Start of DATA RECORDS

Issue #210, opened 2021-03-02
Support to overwrite query params from preAPIHooks


NkxxkN:
We currently allow users to overwrite the following from requestInit:
 - body,
 - headers,
 - method
 - integrity
 - cache "default" | "force-cache" | "no-cache" | "no-store" | "only-if-cached" | "reload";
 - keepalive
 - mode ("same-origin" | "cors" | "navigate" | "no-cors")
 - redirect
 - referrer
 - referrerPolicy "" | "no-referrer" | "no-referrer-when-downgrade" | "origin" | "origin-when-cross-origin" | "same-origin" | "strict-origin" | "strict-origin-when-cross-origin" | "unsafe-url";
 - signal
 - window
 
 But `RequestInit` type does not contain `url` and `queryParams`. In order to allow this to be changed we need to expose the `url: RequestInfo` with `requestInfo: Request | string` (Defined by typescript directly).
 
 So modifying the preAPIHook type from:
 
`(context: {requestInit: RequestInit; action: string}) => Promise<RequestInit>` to `(context: {requestInit: RequestInit; action: string}) => Promise<Request | {RequestInit, url}>`.

NkxxkN:
Will be released in 0.7

PR #211, opened 2021-03-03
0.7 preapihook

NkxxkN:
Backward compatible update to preapihook to support updating the URL


NkxxkN:
fixes https://github.com/supertokens/supertokens-auth-react/issues/210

End of DATA RECORDS

Read the data above. Pull out each line in which the string "same" appears.

 - mode ("same-origin" | "cors" | "navigate" | "no-cors")
 - referrerPolicy "" | "no-referrer" | "no-referrer-when-downgrade" | "origin" | "origin-when-cross-origin" | "same-origin" | "strict-origin" | "strict-origin-when-cross-origin" | "unsafe-url";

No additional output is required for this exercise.